Primary LanguageJupyter NotebookCreative Commons Attribution Share Alike 4.0 InternationalCC-BY-SA-4.0

Open German WordNet

The Open-de-WordNet initiative is based on the idea to have a German resource in a multilingual WordNet initiative, where the concepts (the synsets) of the languages are linked, and where the resources are under an open-source license, being eventually included in the NLTK language processing package. WordNet resources are largely used in NLP projects all over the world. Our idea is to create a German resource that starts from a crowd-developed thesaurus, is going to be open, and included in the NLTK package, such that it will be further developed by researchers while using the resource for their NLP projects. For the first version, we combined two existing resources: The OpenThesaurus German synonym lexicon (https://www.openthesaurus.de/) and the Open Multilingual WordNet English (http://compling.hss.ntu.edu.sg/omw/) resource, the PrincetonWordNet of English (PWN). The OpenThesaurus is a great chance of using a large resource, generated and updated by the crowd. The PWN resource is a well-developed resource for English concepts. It includes many relations between the concepts and is linked to resources for multiple languages. Odenet is still at the very beginning of its history. The first version was created in spring 2017 as an experimental project at Darmstadt University of Applied Sciences. It was completely automatically created. In the following months up to summer 2017, manual corrections were made in the domains of project management and business reports. German definitions were introduced, relations were corrected and supplemented and ili links (links to the multilingual concepts) were added. In autumn and winter of 2017 we worked on the syntactic categories. The main focus was on correcting the POS tags of the multiword lexemes.The next step in winter 2017/18 was the annotation of basic German words, as listed in https://de.wiktionary.org/wiki/Verzeichnis:Deutsch/ Grundwortschatz. We annotated all lexical entries (except for function words) of this list with

dc:type="basic_German"

in Odenet, added missing entries and corrected synsets manually.
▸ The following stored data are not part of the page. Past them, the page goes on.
PR #788, opened 2023-02-01
Allow homepage tabs to be bookmarked/linked to directly

### LINKED ISSUE #780: Allow direct linking to homepage tabs
Allow users to also save their preferred default tab?

mcrutch:
Does not affect forward/back browser activity
Closes #780

### DIFF
--- a/app/assets/javascripts/gallery.js.erb
+++ b/app/assets/javascripts/gallery.js.erb
@@ -200,19 +200,17 @@ $(document).ready(function(){
   /* ======================================= */
   /* ======= Home Page Functionality ======= */
   /* ======================================= */
-  $(document).ready(function(){
+  function toggleActiveTab(element){
     var selector = '.page-home .tabs a'
-    $(selector).on('click', function(){
-      $(selector).closest("li.tab").removeClass('active');
-      $(selector).attr("aria-expanded", "false");
-      $(this).closest("li.tab").addClass('active');
-      $(this).attr("aria-expanded", "true");
-    });
-  });
-
+    $(selector).closest("li.tab").removeClass('active');
+    $(selector).attr("aria-expanded", "false");
+    element.closest("li.tab").addClass('active');
+    element.attr("aria-expanded", "true");
+  }
   currentTab='';
   function homepage_tab_load(tab = ''){
     currentTab=tab;
+    tabs = ["recent", "stars", "suggested", "mine", "all"];
     $("#txt").css("opacity", ".5");
     $("#newHomePageNotebooks").css("opacity", ".5");
     $("wait").css("display", "block");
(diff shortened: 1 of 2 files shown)


manfromjupyter (commented):
Confirmed it works, but think it's an improper syntax in the URL. "#" are anchor tags and if so should jump the user to that part of the page and start their taborder there. I can do that as is if I go to "https://SITE/#newHomeNotebooksRecommended" for example, but what you're doing here I think should be a param (ex. https://SITE/?suggested).

mcrutch:
Location hash routing has become a [proper design pattern](https://angular.io/api/common/HashLocationStrategy) since the advent of JavaScript heavy frameworks/UIS as changing a get parameter on a URL requires navigating to that URL. (Eg I can change location.hash without causing the webserver to want to reload the page, but I can't change a get parameter without triggering the browser navigating to a new page as that is a distinct server-side URI).  This action is 100% controlled by JavaScript, not by the server, so you want to use something that is simple to parse in Javascript.

By changing the location hash when the user also clicks the link, it means that the URL in their browser bar is ALSO the url for that tab that they are currently viewing so a simple copy paste of the URL gets them to that current homepage tab.  Parsing out the get parameters from a URL in JavaScript is more complicated than just getting the location hash because other parameters could for one reason or another end up tagged onto that URL at any point.

manfromjupyter:
@mcrutch I understand the use case of not wanting to reload the page on tab change but also wanting to gather a helpful URL. 1. Would we be open to adding those ids to the sections so they also act like anchors?
example solution:
```html
        ul.tabs
          -if @user.member?
            li.tab id="suggested"
              a.tabLink href="#suggested" aria-label="Show notebooks recommended for me" aria-expanded="false" id="newHomeNotebooksRecommended" Recommended
          li.tab id="all"
            a.tabLink href="#all" aria-label="Show all notebooks" aria-expanded="false" id="newHomeNotebooksAll" All Notebooks
          li.tab id="recent"
            a.tabLink href="#recent" aria-label="Show notebooks recently viewed" aria-expanded="false" id="newHomeNotebooksRecent" Recent Notebooks
          -if @user.member?
            li.tab id="mine"
              a.tabLink href="#mine" aria-label="Show my notebooks" aria-expanded="false" id="newHomeNotebooksYours" My Notebooks
            li.tab id="stars"
              a.tabLink href="#stars" aria-label="Show all of my stars notebooks" aria-expanded="false" id="newHomeNotebooksStars" Starred Notebooks
```

2. Are we open to keeping the recommended field set to no param/href? We keep it without an anchor or href because its the default view? That way we can keep the URL a little cleaner sometimes?

mcrutch:
Recommended is only the default view for logged in users.  The default tab changes based on if the user is logged in or not and eventually by user preference too (longer-term plan).  

Back/Forward are ignoring the location hash since I am using history replace. 

Adding the ids to the divs might cause a screen jump every time they click on a tab which would be undesirable if it does.

manfromjupyter:
Makes sense. Approved

Issue #784, opened 2023-01-25
cleanup un-used gems


mcrutch:
start with coffeescript

PR #789, opened 2023-02-01
Droplet

mcrutch:
Related to #784


manfromjupyter (approved):
@mcrutch code looks good. Need a full test too?

mcrutch:
We should probably do a speed run through the site. I took out a lot of gems that I don't think touched anything relevant and didn't see reference to these gems else ware but there is a SLIGHT chance something was used that wasn't properly listed as a primary dependency rather than just a transitive dependency

mcrutch:
Took a different path, went with harder verification but made sure these gems are used anymore, gonna merge.

PR #792, opened 2023-02-02
Uses makeAlert for the login modal errors

### LINKED ISSUE #775: Fix login alerts/errors for login modal
https://github.com/nbgallery/nbgallery/pull/772#discussion_r1081721694

mcrutch:
Closes #775

### DIFF
--- a/app/assets/javascripts/common.js
+++ b/app/assets/javascripts/common.js
@@ -6,6 +6,7 @@ function makeAlert(type, element_within, message){
   if (element_within == ''){
     element_within = '#main .alert-container:first';
   }
+  $(element_within).children().remove();
   // NOTE - this shall only be used to generate messages on pages that are not going to be reloaded. If you wish to reload the page AND have an alert when it loads, alert needs to be generated from backend.
   if (type == "success"){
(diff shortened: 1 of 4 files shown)


manfromjupyter (approved):
@mcrutch, Looks good and works! Only things I'd recommend are: (if you agree)
1. Get rid of the newline on the makeAlert on line 39 of app/asets/javascripts/login.js because it makes it looks weird:
same line success message when registering

2. Something I forgot a long time ago when I added that `makeAlert()` is to clear all other alerts when we add a new inline alert (for that given container). Example:
think we might need to have new inline alerts clear all others in the container

Should edit `makeAlert()` method and inject the following between `line 8 and line 9`: https://github.com/nbgallery/nbgallery/blob/main/app/assets/javascripts/common.js#L9
**Code to add:**
```js
$(element_within).children().remove();
```

mcrutch:
I thought we couldn't remove errors until dismissed by the user for accessibility reasons?

manfromjupyter:
This is ready now @mcrutch when you're ready. I did the following:
1. Fixed the multiple-alerts issue where they just stack forever.
2. Cleaned up what login messages where there.
3. Fixed the padding of alerts in the Login Modal.
4. Added several more use-cases for firing alerts on the Login Modal.
5. FINALLY fixed the multiple `id` issue Chrome keeps firing on Inspect Element > Console. Had to set the ids to `nil` in Ruby to not render. Just deleting them or setting as nothing wasn't enough.

PR #795, opened 2023-02-02
Updating gems

### LINKED ISSUE #726: investigate upgrading to oauth2 2.x+ gem

mcrutch:
Closes #726


mcrutch:
This updates a lot of gems.  There are more that COULD be updated but they definitely break things.  
execjs >= 2.8 would require replacing therubyracer with mini_racer or another option
browser has breaking changes
there might have been one or two others as well.

manfromjupyter (approved):
Tested everything I could think. All looks good.

PR #811, opened 2023-02-16
Group Error Message/Backend Refactor

### LINKED ISSUE #806: Group Edits with missing fields causes weird error
Updating groups causes weird error if missing fields

manfromjupyter:
Closes #806 

And addresses the concerns of #812. We'll always have the cosmetic issue but at least it will catch it and explain what is needed every time if user clicks the grayed out button anyway (or it isn't graying out)

1. Refactored back-end of groups to follow the format of our other controllers.
2. Now appropriately handle all group errors I can think of as soft errors allowing the user to fix them without starting over.
3. All errors now mention what went wrong and how to fix them (an accessibility requirement).


mcrutch:
It would be better if we gave a more meaningful error from the server side rather than just list all the possible reasons it failed in Javascript.

manfromjupyter:
NOTE TO SELF - just need to revert my deletions to member_list method and this is ready to go

manfromjupyter:
@mcrutch Merge conflicts fixed for this now

PR #814, opened 2023-02-23
Fixed wrapping issues in admin and user detail's tables

### LINKED ISSUE #793: User Details Similar Users table may extend off page if a user has long email
Make emails wrap on that table.

manfromjupyter:
- Fixed wrapping issue with users, groups, tags, and notebooks on all of the admin pages with graphs and the user details page.
- Fixed table-compression issue of users with too long of an email or username on the /users page.

Closes #793

### DIFF
--- a/app/assets/javascripts/gallery.js.erb
+++ b/app/assets/javascripts/gallery.js.erb
@@ -1231,10 +1231,10 @@ $(document).ready(function(){
     'searching': false,
     'info': false,
     'columnDefs': [
-      { 'responsivePriority': 1000, 'targets':[4,5] },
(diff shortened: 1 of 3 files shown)


mcrutch:
Compare to username on our dev site.  400% zoom fails (adds horizontal scroll) still

manfromjupyter:
@mcrutch Fixed. Appears datatables was failing due to the table with email column causing 1 fewer column than expected. 

If you are still seeing the issue; try refreshing your page. It will re-adjust the max table width.

mcrutch:
Also fixes #818

PR #819, opened 2023-02-27
Remove bootbox pending

mcrutch:
Doesn't work for the dialog autocomplete stuff right now (like changing owners)


mcrutch:
Ok, This is the next to last item in death-to-boot box (last item will be two confirmation dialogs).
Take a look at how this works and let me know what you think @manfromjupyter

manfromjupyter (approved):
Code looks good and the solution is elegant as hell.

The only problems/changes I will do in another ticket or aren't worth fixing.
1. loading gif on dark theme on Users page is white on white background but I'll fix in another ticket.
2. I'd like the base loading gif to be bigger as you really don't even see it some of the time.
3. Loading gif should be showing up on some pages but our page loads are so good now that it sometimes only shows up for a millisecond and a few times not at all but I don't think it's worth taking it out of the code for those given endpoints.

PR #821, opened 2023-02-27
Fix deleting stages from the stage listing screen

### LINKED ISSUE #820: deleteStagedNotebook id reused but assumed to be signular
All three delete icons use the same element ID and only the third actually triggers the javascript
image

mcrutch:
Also remove one of the 2 last bootbox confirmation dialogs
Closes #820


manfromjupyter (approved):
Beautiful and flawless. Confirmed worked on both the index and show pages and returns to right back on deletion.

PR #824, opened 2023-02-28
Check for .blank? on revision.commit_message

### LINKED ISSUE #670: Saving an Empty Commit on Revision History prevents you from ever editing it again
If you delete all of the characters of a commit message on Revision History, you can't ever edit it again to add a description... BU if there was no commit message to begin with, you can edit it (unless you just immediately save it while it has no characters.. then you're in the same boat.

mcrutch:
nil is blank
"" is blank
Closes #670

### DIFF
--- a/app/views/revisions/index.slim
+++ b/app/views/revisions/index.slim
@@ -137,7 +137,7 @@ div.content-container
             -else
               td.commit-message-cell
                 div.mouseoveredit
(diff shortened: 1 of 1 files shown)


manfromjupyter (approved):
Looks good and confirmed it works.. Wow that's all that was needed. I don't know why I kept putting it off.

PR #828, opened 2023-03-14
Display group description on Notebook listing

### LINKED ISSUE #301: Expose Group description on group pages most likely on the banner
May take some finessing and edge case testing as real estate is limited

mcrutch:
Closes #301 
@manfromjupyter You are the UI man, but here is what I am thinking.  It only shows up on the listing, not with the landing page as a landing page should be self-descriptive.


manfromjupyter (approved):
Hovering over the group names on the /groups page over the ones with markdown looks weird, but love the functionality and can prove it works and code looks good.

PR #226, opened 2016-07-04
Apply MIT license

SteveMarshall:
This codebase should have always been MIT licensed.


SteveMarshall:
Apparently @maxf already did this in #225!

PR #227, opened 2016-07-05
Optimisations

ibrechin:
* Allow for a batch to be updated after intial creation
  * This means that not all transactions have to be included in the create request, allowing for batching of large numbers of transactions.
* Optimise the reconciliation of transactions
  * Process credits and transactions separately
  * Bulk update credits to reconciled, and bulk create credit reconciliation
logs
  * Use temp table insert to do bulk update of generated ref codes on
transactions

### DIFF
--- a/mtp_api/apps/transaction/managers.py
+++ b/mtp_api/apps/transaction/managers.py
@@ -11,14 +11,15 @@ class TransactionQuerySet(models.QuerySet):
     def reconcile(self, date, user):
         update_set = self.filter(
             received_at__gte=date,
-            received_at__lt=(date + timedelta(days=1))
+            received_at__lt=(date + timedelta(days=1)),
+            credit__isnull=False,
+            credit__reconciled=False
         ).order_by('id').select_for_update()
 
         ref_code = settings.REF_CODE_BASE
         for transaction in update_set:
-            if transaction.credit and not transaction.credit.reconciled:
-                if transaction.reconcilable:
-                    transaction.ref_code = ref_code
-                    ref_code += 1
-                transaction.credit.reconcile(user)
-                transaction.save()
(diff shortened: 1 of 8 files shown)


mtp_api/apps/transaction/managers.py
```diff
@@ -1,25 +1,39 @@
...
+            with connection.cursor() as c:
+                c.execute('DROP TABLE IF EXISTS refids;')
+                c.execute('CREATE TEMP TABLE refids (id integer, ref_code integer)')
+                insert_query = 'INSERT INTO refids (id, ref_code) VALUES '
+                insert_query += ', '.join(['%s' for _ in ref_codes])
+                insert_query += ';'
+                c.execute(insert_query, ref_codes)
+                c.execute('UPDATE transaction_transaction t SET '
+                          'ref_code=r.ref_code FROM refids r WHERE '
+                          't.id=r.id;')
```
SteveMarshall: All of this raw SQL (and particularly the `join` in the `insert_query`) worries me. Is there anything in the ORM we can use instead of hand-crafting these?

SteveMarshall:
Other than the raw SQL, this looks good to me. I might prefer a slightly more descriptive PR title than “Optimisations”, though 😝

mtp_api/apps/transaction/managers.py
ibrechin: Unfortunately not. This is basically the only way we can do a bulk update with varying values. Re: the join, bear in mind that that doesn't actually insert any dynamic data into the query.

SteveMarshall: Oh, totally, I'm just always wary of any raw SQL in code.

@ohmygauss, do you have any opinions on this?

PR #237, opened 2016-08-18
Improve test data generation

ibrechin:


mtp_api/apps/core/management/commands/load_test_data.py
```diff
@@ -33,7 +33,12 @@ def add_arguments(self, parser):
                             help='Prevents existing credits from being deleted')
         parser.add_argument('--prisons', nargs='*', default=['sample'],
                             choices=['sample', 'nomis'],
-                            help='Create prisons from these sets')
+                            help='Create prisons from these sets'),
```
ushkarev: don't think you want a trailing comma here

PR #252, opened 2016-09-16
Avoid setting prison to null on a debit card payment

ibrechin:
As debit card refunds need to be reconciled manually, we cannot track
such refunds within our system. If an update to prisoner locations will
mean that a previously matched debit card payment will no longer be
creditable, do not update that payment's corresponding credit. Instead it
will remain assigned to the last matched prison.


ibrechin:
retest this please

PR #259, opened 2016-09-29
Add command to delete zendesk tickets older than two weeks

ibrechin:
We clead up older, closed tickets in order to avoid keeping
potentially personal information in zendesk longer than strictly
necessary.

### DIFF
--- a/mtp_api/apps/core/management/commands/delete_zendesk_tickets.py
+++ b/mtp_api/apps/core/management/commands/delete_zendesk_tickets.py
@@ -1,0 +1,40 @@
+from datetime import timedelta
+
+from django.conf import settings
+from django.core.management import BaseCommand
+from django.utils import timezone
+import requests
+
+SEARCH_URL = settings.ZENDESK_BASE_URL + '/api/v2/search.json'
+DELETE_URL = settings.ZENDESK_BASE_URL + '/api/v2/tickets/destroy_many.json'
+
+
+class Command(BaseCommand):
+
+    def handle(self, *args, **kwargs):
+        auth = (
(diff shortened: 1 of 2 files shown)


mtp_api/apps/core/management/commands/delete_zendesk_tickets.py
```diff
@@ -0,0 +1,42 @@
...
+
+        query = 'type:ticket status:closed group_id:{group_id} updated<{two_weeks}'.format(
+            group_id=settings.ZENDESK_GROUP_ID,
+            two_weeks=(timezone.now() - timedelta(weeks=2)).strftime('%Y-%m-%d')
+        )
+        url = SEARCH_URL + '?page=1&query=%s' % query
+
+        while True:
+            run_again = False
+            response = requests.get(url, auth=auth, timeout=15)
```
ushkarev: why not pass `page` and `query` as a dict, that way escaping : and < etc is done automatically

mtp_api/apps/core/management/commands/delete_zendesk_tickets.py
```diff
@@ -0,0 +1,42 @@
...
+
+            if response.status_code == 200:
+                data = response.json()
+                num_results = len(data['results'])
+                if num_results > 0:
+                    delete_url = DELETE_URL + '?ids={ids}'.format(
+                        ids=','.join(map(str, [r['id'] for r in data['results']]))
+                    )
+
+                    requests.delete(delete_url, auth=auth, timeout=15)
```
ushkarev: same as above for `ids`

PR #266, opened 2016-10-11
Produce reliable set of credits for testing ordering by prisoner name

ushkarev:
…because [postgres collates ignoring spaces](https://wiki.postgresql.org/wiki/FAQ#Why_do_my_strings_sort_incorrectly.3F)


ushkarev:
retest this please

PR #271, opened 2016-10-14
Refactor credit processing operations

ibrechin:
- Moved business logic from the views to the manager class.
- Batched all update/create operations
- Use select_for_update to ensure concurrency safety


ibrechin:
This is a subjective one so just like see what you think I guess.

PR #274, opened 2016-10-25
Fix reconciliation bounds

ibrechin:


ibrechin:
retest this please

mtp_api/apps/transaction/migrations/0039_consistent_received_at_time.py
```diff
@@ -0,0 +1,41 @@
...
+
+        received_at = transaction.received_at
+        if received_at.timetz() in (eleven, midnight):
+            # check if recorded under BST
+            if received_at.timetz() == eleven:
+                received_at += timedelta(days=1)
+
+            received_at = datetime.combine(received_at.date(), noon)
+            transaction.received_at = received_at
+            transaction.save()
```
ushkarev: could it possibly have been done with something like this?

```python
Transaction.objects.filter(received_at__time=time(11, tzinfo=utc)).update(received_at=F(received_at) + timedelta(hours=1))
```

but no big deal as only will run once :)

PR #297, opened 2016-11-24
Add a step to get gov.uk template and assets to Makefile

ushkarev:
(to make 404 and 500 backup pages work)


ibrechin:
How about instead we just change the view handler to return an empty response?

ushkarev:
alternative route [api#298](https://github.com/ministryofjustice/money-to-prisoners-api/pull/298)

PR #308, opened 2016-12-16
Tweak security profiles in admin

ushkarev:


mtp_api/templates/admin/security/prisonerprofile/change_form.html
```diff
@@ -0,0 +1,17 @@
...
+{% load i18n %}
+
+{% block after_related_objects %}
+  <div class="inline-group">
+    <h2>{% trans 'Sender profiles' %}</h2>
+    <ul>
+      {% for sender in original.senders.all %}
+        <li>
+          <a href="{% url 'admin:security_senderprofile_change' sender.pk %}">
+            {{ sender.get_sender_names|join:', ' }}
```
ibrechin: Sender name can be blank. If you want to use sender names here need some kind of "anonymous" default to provide link text.

ushkarev: i know, but thought this was better than "Sender 19321". i'll add another method :)

PR #326, opened 2017-02-08
Add support for storing saved searches for users

ibrechin:
This allows users of the security tool to save a search, pin a profile,
have default filters etc.

Only the creating user may interact with a given saved search via the API.


ibrechin:
So I've got this thing with the `filters` and the `detail_url`

Basically if you're saving a search then only the `filters` are set, whereas if you're pinning a profile then the `detail_url` is the URL of that profile, and then the `filters` are the filters for the credit list on that profile (so that you can still check the number of new credits).

Does that seem right to you?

Then, we implemented an analysis of German nominal compounds and used this information for the addition of hypernym relations.

The current version is automatically compiled. We have started to check synsets manually.

The jupyter notebook file contains methods to access the data.

License

The Open German WordNet is openly licensed under the Creative Commons Attribution-ShareAlike 4.0 International License.